**Your goal**
Find each line below containing the word "vulkanBuffer" and copy it.

**Provided information**
PR #8100, opened 2023-08-09
[emscripten] Build tests as html page

madebr:
- Build sdl tests as html page, when targeting emscripten
- Add a mini python http server so the test apps can be shown in browser
  (tested with firefix, which needs correct mime types)
- SDL_test does not parse `--samples` argument
- Make testaudiostreamdynamicresample compatible with emscripten ~(mostly untested due to audio issue #8101)~


ericoporto:
@madebr I recommend adding the following headers too, to your request handler

```Python
handler.send_header("Cache-Control", "no-cache, no-store, must-revalidate")
handler.send_header("Pragma", "no-cache")
handler.send_header("Expires", "0")
```

These would make sure there's no caching going on, which is useful when testing something.

madebr:
Great suggestion.
I applied it in https://github.com/libsdl-org/SDL/commit/6607a3cface756a1b89f0dc97a86d391c10033aa

ericoporto:
Thanks for adding it and thanks for the mention in the commit! That was pretty cool. :)

PR #9124, opened 2024-02-23
ci: update deprecated node.js 16 actions

scribam:
Fix the following warnings in the related workflows:
> Node.js 16 actions are deprecated. Please update the following actions to use Node.js 20: [...]. For more information see: https://github.blog/changelog/2023-09-22-github-actions-transitioning-from-node-16-to-node-20/.

### DIFF
--- a/.github/workflows/android.yml
+++ b/.github/workflows/android.yml
@@ -29,7 +29,7 @@ jobs:
         if: ${{ matrix.platform.name == 'Android.mk' }}
         run: |
           ./build-scripts/androidbuildlibs.sh
-      - uses: actions/setup-java@v3
+      - uses: actions/setup-java@v4
         if: ${{ matrix.platform.name == 'CMake' }}
         with:
           distribution: 'temurin'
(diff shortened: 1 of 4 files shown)


madebr (approved):

sezero:
@madebr: Feel free to merge as soon as CI runs complete.

Don't know what to do with SDL2 (and release-2.30.x) branch -- maybe it needs an own patch, or be left alone?

madebr:
> Don't know what to do with SDL2 (and release-2.30.x) branch -- maybe it needs an own patch, or be left alone?

Those can get these patches too.
If we don't fix these warnings, within x time, GitHub will automatically use latest nodejs.
And perhaps setup-java will be unable to install Java (due to urls not working or preconditions not met).

Besides, we're only updating the installer script here. The actual version of java/emscripten is not changed.

sezero:
OK, will leave cherry-picking to you.

madebr:
Applied in 9a65d123a
I also did a `s#actions/checkout@v3#actions/checkout@v4#`

sezero:
> Applied in [9a65d12](https://github.com/libsdl-org/SDL/commit/9a65d123a7ae3f8d7021f7562a2a59fb85e6877c)
> I also did a `s#actions/checkout@v3#actions/checkout@v4#`

Do we want the same things in release-2.30.x ?

madebr:
It won't hurt.
f34542836

PR #9125, opened 2024-02-23
Remove unused SDL_HINT_ANDROID_TRAP_BACK_BUTTON hint

madebr:
@1bsyl Because it is an Android hint


madebr:
Never mind, it is used in the java code
https://github.com/libsdl-org/SDL/blob/38d24778ed528db361a991b5e449ec907b35711b/android-project/app/src/main/java/org/libsdl/app/SDLActivity.java#L708

Issue #8994, opened 2024-02-04
Question: Can you add at least one unit test checker with all SIMD disabled?


Wohlstand:
Hello!

Recently, [I fixed one of bugs](https://github.com/libsdl-org/SDL/pull/8982) that was found on platforms where SIMD is unavailable completely (also, the 3DS platform is totally lacks any suitable SIMD, and 3DS users also noted about crashes during the audio playback). And so, me and my friends discussed to figure, why these bugs gets introduced sometimes. And so, we got a think that you don't test SIMD-disabled builds. What if add some CI tests to verify the same stuff but with SIMD disabled? Just, because you do have many variants of similar functions, including SIMD-powered and universal, it's need to test all of these variants I think.

madebr:
I think it would be useful for SDL, at initialization, to allow disabling extensions using e.g. hints.
Such that you can run e.g. `SDL_CPU_SSE2=0 ./testautomation`, or something general.
Having the possibility to enable and/or disable certain extensions could be useful for performance comparisons.

slouken:
@madebr, can we add running some specific tests that would exercise the SIMD code paths to CI, with the environment variable you added?

madebr:
This has been added in 89b135e570e3d8ab81e48d73971088b0e68e4e9a

ci runs `testautomation` and `testautomation-no-simd`.
The latter sets the environment variable `SDL_CPU_FEATURE_MASK=-all`

PR #9128, opened 2024-02-23
Limit CPU features through a hint

madebr:
- Introduces a `SDL_HINT_CPU_FEATURE_MASK` hint with which you can limit supported cpu features.
- Add another run of testautomation and testplatform to the test matrix, but without simd support.
- Always build scalar audio converters, since it is now possible to e.g. not have sse2 on x86_64.
- Reset cpuinfo flags on `SDL_Quit`

Things to consider when reviewing:
- is the hint correctly named?
- for all CPU features, you currently need to run with `SDL_CPU_FEATURES=sse,sse2,sse3,sse41,sse42`. Should we assume when you pass `sse42`, you also want sse1 to sse4.1?
- please review the hint documentation
- ~The hint is only parsed once. Should it be used through `SDL_AddHintCallback` instead? This would be useful for GUI options, or for doing performance testing with one non-forking executable.~ Not needed anymore by resetting cpuinfo in `SDL_Quit`.

## Existing Issue(s)
https://github.com/libsdl-org/SDL/issues/8994

### DIFF
--- a/include/SDL3/SDL_hints.h
+++ b/include/SDL3/SDL_hints.h
@@ -372,6 +372,37 @@ extern "C" {
 #define SDL_HINT_CAMERA_DRIVER "SDL_CAMERA_DRIVER"
 
 /**
+ *  A variable that limits what CPU features are available.
+ *
+ *  By default, SDL marks all features the current CPU supports as available.
+ *  This hint allows to limit these to a subset.
+ *
+ *  When the hint is unset, or empty, SDL will enable all detected CPU
+ *  features.
+ *
+ * The variable can be set to a comma separated list containing the following items:
+ *   "all"
+ *   "altivec"
+ *   "sse"
+ *   "sse2"
+ *   "sse3"
+ *   "sse41"
+ *   "sse42"
+ *   "avx"
+ *   "avx2"
+ *   "avx512f"
+ *   "arm-simd"
+ *   "neon"
+ *   "lsx"
+ *   "lasx"
+ *
+ *  The items can be prefixed by '+'/'-' to add/remove features.
+ *
+ *  This hint is available since SDL 3.0.0.
+ */
+#define SDL_HINT_CPU_FEATURE_MASK "SDL_CPU_FEATURE_MASK"
+
+/**
  * A variable controlling whether DirectInput should be used for controllers
  *
  * The variable can be set to the following values:
--- a/VisualC-GDK/SDL/SDL.vcxproj
+++ b/VisualC-GDK/SDL/SDL.vcxproj
@@ -407,6 +407,7 @@
     <ClInclude Include="..\..\src\core\windows\SDL_immdevice.h" />
     <ClInclude Include="..\..\src\core\windows\SDL_windows.h" />
     <ClInclude Include="..\..\src\core\windows\SDL_xinput.h" />
+    <ClInclude Include="..\..\src\cpuinfo\SDL_cpuinfo_c.h" />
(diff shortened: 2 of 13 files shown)


slouken (approved):

include/SDL3/SDL_hints.h
```diff
@@ -371,6 +371,35 @@ extern "C" {
...
+ *   "avx2"
+ *   "avx512f"
+ *   "arm-simd"
+ *   "neon"
+ *   "lsx"
+ *   "lasx"
+ *
+ *  This hint is available since SDL 3.0.0.
+ */
+#define SDL_HINT_CPU_FEATURE_MASK "SDL_CPU_FEATURE_MASK"
```
madebr, line 401: `SDL_CPU_FEATURES_MASK` or `SDL_CPU_FEATURE_MASK`?

slouken: `SDL_CPU_FEATURE_MASK`

slouken:
I wonder if we should invert this, and it should be a hint of CPU features to disable, with "all" disabling all CPU features? That would make more sense in the context that you're testing what's currently available on the CPU, and resolve the question of whether earlier features should be enabled when you enable a later instruction set.

madebr:
> I wonder if we should invert this, and it should be a hint of CPU features to disable, with "all" disabling all CPU features? That would make more sense in the context that you're testing what's currently available on the CPU, and resolve the question of whether earlier features should be enabled when you enable a later instruction set.

This would make this the first "negative" hint.

Perhaps, we can (additionally) allow the following syntax?
- `"all,-sse2"` -> mask = 0xffffffff & ~SSE2
- `"none,+sse2,+sse3"` -> mask = SSE2 | SSE3

slouken:
Sure, that sounds fine to me.

madebr:
The latest revision allows this usage
```
SDL_CPU_FEATURE_MASK=all,-sse2,-sse41,-avx test/testplatform
...
INFO: AltiVec not detected
INFO: MMX detected
INFO: SSE detected
INFO: SSE2 not detected
INFO: SSE3 detected
INFO: SSE4.1 not detected
INFO: SSE4.2 detected
INFO: AVX not detected
INFO: AVX2 detected
INFO: AVX-512F not detected
INFO: ARM SIMD not detected
INFO: NEON not detected
INFO: LSX not detected
INFO: LASX not detected
...
```

madebr:
I converted to a draft because setting `SDL_CPU_FEATURE_MASK` to an empty value does not work on Windows: I expect all features to be disabled, but they are enabled.

madebr:
> I converted to a draft because setting `SDL_CPU_FEATURE_MASK` to an empty value does not work on Windows: I expect all features to be disabled, but they are enabled.

Looks like on Windows, setting the [`ENVIRONMENT` property](https://cmake.org/cmake/help/latest/prop_test/ENVIRONMENT.html)) on a test to an empty value removes the environment variable, thus resetting it.

So I changed the behavior of the hint to the following:
- when the hit is not set, or empty, all options are enabled
- you can subtract options by prepending with `'-'`
- add options by prepending with `'+'`

Some examples:
- enable all features: `(not set)`, `""`, `"all"` or `"+all"`
- disable all features: `"-all"`
- disable only sse2: `"-sse2"`
- enable only sse2: `"-all,+sse2"`


> I wonder if we should invert this, and it should be a hint of CPU features to disable, with "all" disabling all CPU features? That would make more sense in the context that you're testing what's currently available on the CPU, and resolve the question of whether earlier features should be enabled when you enable a later instruction set.

This is now the new behavior.

PR #9139, opened 2024-02-25
Vulkan: Make sure validation layer name is in-scope

sulix:
When enabling the Vulkan validation layers, the 'validationLayerName' variable technically went out of scope before vkCreateInstance() was called. While most compilers won't clean up stack variables after random 'if' statements, some will, particularly when optimisation or memory sanitizers are enabled.

This can lead to vkCreateInstance() segfaulting when SDL_HINT_RENDER_VULKAN_DEBUG is enabled.

Instead, make the validationLayerName visible throughout the entire VULKAN_CreateDeviceResources() function.

While we're at it, extract the validation layer name out into a preprocessor #define, so that we are definitely using the same name in VULKAN_ValidationLayersFound().

CC: @danginsburg


slouken:
Merged, thanks!

PR #9140, opened 2024-02-25
Vulkan: Improve memory type selection (Fix #9130)

### LINKED ISSUE #9130: [Vulkan Renderer] Incorrect memory type selected
SDL Version: SDL-prerelease-3.0.0-3743-g38d24778e
GPU: Nvidia GeForce 740M
OS: Arch Linux

Hey there,

When using the new Vulkan renderer, that was just merged, I was encountering an issue while trying to execute the simplest triangle render, with this simple code:

```
#include <SDL3/SDL.h>
#include <SDL3/SDL_main.h>

const int SCREEN_WIDTH = 640;
const int SCREEN_HEIGHT = 480;

int main(int argc, char* args[]) {
    SDL_Window* window = NULL;
    SDL_Renderer* renderer = NULL;

    SDL_SetHint(SDL_HINT_RENDER_VULKAN_DEBUG, "1");

    SDL_Init(SDL_INIT_VIDEO);
    window = SDL_CreateWindow("SDL Triangle", SCREEN_WIDTH, SCREEN_HEIGHT, SDL_EVENT_WINDOW_SHOWN);
    renderer = SDL_CreateRenderer(window, "vulkan", SDL_RENDERER_ACCELERATED);

    // Main loop flag
    bool quit = false;

    // Event handler
    SDL_Event e;

    // While application is running
    while (!quit) {
        // Handle events on queue
        while (SDL_PollEvent(&e) != 0) {
            // User requests quit
            if (e.type == SDL_EVENT_QUIT) {
                quit = true;
            }
        }

        SDL_SetRenderDrawColor(renderer, 0xFF, 0xFF, 0xFF, 0xFF);
        SDL_RenderClear(renderer);

        // Draw a triangle
        SDL_SetRenderDrawColor(renderer, 0xFF, 0x00, 0x00, 0xFF); // Red color

        SDL_FPoint points[4] = {
            {SCREEN_WIDTH / 2, SCREEN_HEIGHT / 4},     // Top point
            {SCREEN_WIDTH / 4, 3 * SCREEN_HEIGHT / 4}, // Left point
            {3 * SCREEN_WIDTH / 4, 3 * SCREEN_HEIGHT / 4}, // Right point
            {SCREEN_WIDTH / 2, SCREEN_HEIGHT / 4}     // Needed to close the triangle
        };
        SDL_RenderLines(renderer, points, 4);

        SDL_RenderPresent(renderer);
    }

    // Destroy window
    SDL_DestroyWindow(window);
    window = NULL;
    renderer = NULL;

    // Quit SDL subsystems
    SDL_Quit();

    return 0;
}
```

Issue: 
```
VUID-vkMapMemory-memory-00682(ERROR / SPEC): msgNum: -330527817 - Validation Error: [ VUID-vkMapMemory-memory-00682 ] Object 0: handle = 0x2cebe2000000020e, type = VK_OBJECT_TYPE_DEVICE_MEMORY; | MessageID = 0xec4c8bb7 | vkMapMemory():  Mapping memory without VK_MEMORY_PROPERTY_HOST_VISIBLE_BIT set. Memory has type 7 which has properties VK_MEMORY_PROPERTY_DEVICE_LOCAL_BIT. The Vulkan spec states: memory must have been created with a memory type that reports VK_MEMORY_PROPERTY_HOST_VISIBLE_BIT (https://www.khronos.org/registry/vulkan/specs/1.3-extensions/html/vkspec.html#VUID-vkMapMemory-memory-00682)
```

After digging for a while, I found that my GPU supports these memory types:
```
	memoryTypes[7]:
		heapIndex     = 0
		propertyFlags = 0x0001: count = 1
			MEMORY_PROPERTY_DEVICE_LOCAL_BIT
		usable for:
			IMAGE_TILING_OPTIMAL:
				color images
				FORMAT_D16_UNORM
				FORMAT_X8_D24_UNORM_PACK32
				FORMAT_D32_SFLOAT
				FORMAT_D24_UNORM_S8_UINT
				FORMAT_D32_SFLOAT_S8_UINT
			IMAGE_TILING_LINEAR:
				color images
				(non-sparse, non-transient)
	memoryTypes[8]:
		heapIndex     = 1
		propertyFlags = 0x0006: count = 2
			MEMORY_PROPERTY_HOST_VISIBLE_BIT
			MEMORY_PROPERTY_HOST_COHERENT_BIT
		usable for:
			IMAGE_TILING_OPTIMAL:
				None
			IMAGE_TILING_LINEAR:
				color images
				(non-sparse, non-transient)
```

and the code that tries to get the appropriate memory type index, in this function `VULKAN_FindMemoryTypeIndex` matches to memory type 7 (which only has the propery flag `MEMORY_PROPERTY_DEVICE_LOCAL_BIT` and does not have `MEMORY_PROPERTY_HOST_VISIBLE_BIT`), instead of the memory type 8 (that does have `MEMORY_PROPERTY_HOST_VISIBLE_BIT`, but does not have `MEMORY_PROPERTY_DEVICE_LOCAL_BIT`)

To get the code to function, not sure if properly, but to actually render anything to screen, I removed `VK_MEMORY_PROPERTY_DEVICE_LOCAL_BIT` from the calls to `VULKAN_AllocateBuffer`

```
static VkResult VULKAN_CreateVertexBuffer(VULKAN_RenderData *rendererData, size_t vbidx, size_t size)
{
    VkResult result;

    VULKAN_DestroyBuffer(rendererData, &rendererData->vertexBuffers[vbidx]);
    
    result = VULKAN_AllocateBuffer(rendererData, size,
        VK_BUFFER_USAGE_VERTEX_BUFFER_BIT,
        // VK_MEMORY_PROPERTY_DEVICE_LOCAL_BIT |
        VK_MEMORY_PROPERTY_HOST_COHERENT_BIT |
        VK_MEMORY_PROPERTY_HOST_VISIBLE_BIT,
        &rendererData->vertexBuffers[vbidx]);
    if (result != VK_SUCCESS) {
        SDL_LogError(SDL_LOG_CATEGORY_RENDER, "VULKAN_AllocateBuffer(): %s\n", SDL_Vulkan_GetResultString(result));
        return result;
    }
    return result;
}
```

In `VULKAN_CreateSwapChain`
```
    for (uint32_t i = 0; i < rendererData->swapchainImageCount; i++) {
        result = VULKAN_AllocateBuffer(rendererData,
            SDL_VULKAN_CONSTANT_BUFFER_DEFAULT_SIZE,
            VK_BUFFER_USAGE_UNIFORM_BUFFER_BIT,
            // VK_MEMORY_PROPERTY_DEVICE_LOCAL_BIT |
            VK_MEMORY_PROPERTY_HOST_VISIBLE_BIT |
            VK_MEMORY_PROPERTY_HOST_COHERENT_BIT,
            &rendererData->constantBuffers[i]);
        if (result != VK_SUCCESS) {
            VULKAN_DestroyAll(renderer);
            SDL_LogError(SDL_LOG_CATEGORY_RENDER, "VULKAN_AllocateBuffer(): %s\n", SDL_Vulkan_GetResultString(result));
            return result;
        }
    }
```

I do not believe this to be a fix, but a workaround, since the Vulkan documentation states:
```
VK_MEMORY_PROPERTY_DEVICE_LOCAL_BIT bit specifies that memory allocated with this type is the most efficient for device access. This property will be set if and only if the memory type belongs to a heap with the VK_MEMORY_HEAP_DEVICE_LOCAL_BIT set.
```

What do you think is the correct solution here ?

Thanks

EDIT:
I have just checked on:
GPU: NVIDIA GeForce RTX 3060
OS: Windows 11

That there is one more memory type:
```
memoryTypes[4]:
		heapIndex     = 0
		propertyFlags = 0x0007: count = 3
			MEMORY_PROPERTY_DEVICE_LOCAL_BIT
			MEMORY_PROPERTY_HOST_VISIBLE_BIT
			MEMORY_PROPERTY_HOST_COHERENT_BIT
		usable for:
			IMAGE_TILING_OPTIMAL:
				None
			IMAGE_TILING_LINEAR:
				color images
				(non-sparse, non-transient)
```

sulix:
There are a couple of problems with the way we select a memory type in ``VULKAN_FindMemoryTypeIndex()``:
- We can return a memory type which doesn't have some properties we need (leading, e.g., to ``vkMapMemory()`` failing because a memory type without ``VK_MEMORY_PROPERTY_HOST_VISIBLE_BIT`` was selected).
- We can fail to find any suitable memory types, because we are overzealous in throwing out types without ``VK_MEMORY_PROPERTY_DEVICE_LOCAL_BIT`` (bug #9130).

This PR addresses both of these issues (in separate commits, for clarity), by only returning memory types which are a superset of the required flags (patch 1), and by splitting the flags up into separate "required" and "desired" flags (patch 2).

There's still more we could do to improve this (by more explicitly ranking memory types), but this should be enough to at least get everything working.

CC: @danginsburg

### DIFF
--- a/src/render/vulkan/SDL_render_vulkan.c
+++ b/src/render/vulkan/SDL_render_vulkan.c
@@ -407,7 +407,7 @@ static void VULKAN_DestroyTexture(SDL_Renderer *renderer, SDL_Texture *texture);
 static void VULKAN_DestroyBuffer(VULKAN_RenderData *rendererData, VULKAN_Buffer *vulkanBuffer);
 static void VULKAN_DestroyImage(VULKAN_RenderData *rendererData, VULKAN_Image *vulkanImage);
 static void VULKAN_ResetCommandList(VULKAN_RenderData *rendererData);
-static SDL_bool VULKAN_FindMemoryTypeIndex(VULKAN_RenderData *rendererData, uint32_t typeBits, VkMemoryPropertyFlags flags, uint32_t *memoryTypeIndexOut);
+static SDL_bool VULKAN_FindMemoryTypeIndex(VULKAN_RenderData *rendererData, uint32_t typeBits, VkMemoryPropertyFlags requiredFlags, VkMemoryPropertyFlags desiredFlags, uint32_t *memoryTypeIndexOut);
 static VkResult VULKAN_CreateWindowSizeDependentResources(SDL_Renderer *renderer);
 
 static void VULKAN_DestroyAll(SDL_Renderer *renderer)
@@ -577,7 +577,7 @@ static void VULKAN_DestroyBuffer(VULKAN_RenderData *rendererData, VULKAN_Buffer 
     SDL_memset(vulkanBuffer, 0, sizeof(VULKAN_Buffer));
 }
 
-static VkResult VULKAN_AllocateBuffer(VULKAN_RenderData *rendererData, VkDeviceSize size, VkBufferUsageFlags usage, VkMemoryPropertyFlags memoryProps, VULKAN_Buffer *bufferOut)
+static VkResult VULKAN_AllocateBuffer(VULKAN_RenderData *rendererData, VkDeviceSize size, VkBufferUsageFlags usage, VkMemoryPropertyFlags requiredMemoryProps, VkMemoryPropertyFlags desiredMemoryProps, VULKAN_Buffer *bufferOut)
 {
     VkResult result;
     VkBufferCreateInfo bufferCreateInfo = { 0 };
@@ -599,7 +599,7 @@ static VkResult VULKAN_AllocateBuffer(VULKAN_RenderData *rendererData, VkDeviceS
     }
 
     uint32_t memoryTypeIndex = 0;
-    if (!VULKAN_FindMemoryTypeIndex(rendererData, memoryRequirements.memoryTypeBits, memoryProps, &memoryTypeIndex)) {
+    if (!VULKAN_FindMemoryTypeIndex(rendererData, memoryRequirements.memoryTypeBits, requiredMemoryProps, desiredMemoryProps, &memoryTypeIndex)) {
         VULKAN_DestroyBuffer(rendererData, bufferOut);
         SDL_LogError(SDL_LOG_CATEGORY_RENDER, "VULKAN_FindMemoryTypeIndex failed.\n");
         return VK_ERROR_UNKNOWN;;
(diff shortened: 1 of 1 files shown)


danginsburg:
Yes, this is a good fix.  I overshot on requiring the memory allocations to be device local.  It still is preferable given it's available, so this is definitely good.  Thanks for the fix!  @slouken please merge

slouken:
Merged!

**Written response**
 static void VULKAN_DestroyBuffer(VULKAN_RenderData *rendererData, VULKAN_Buffer *vulkanBuffer);
     SDL_memset(vulkanBuffer, 0, sizeof(VULKAN_Buffer));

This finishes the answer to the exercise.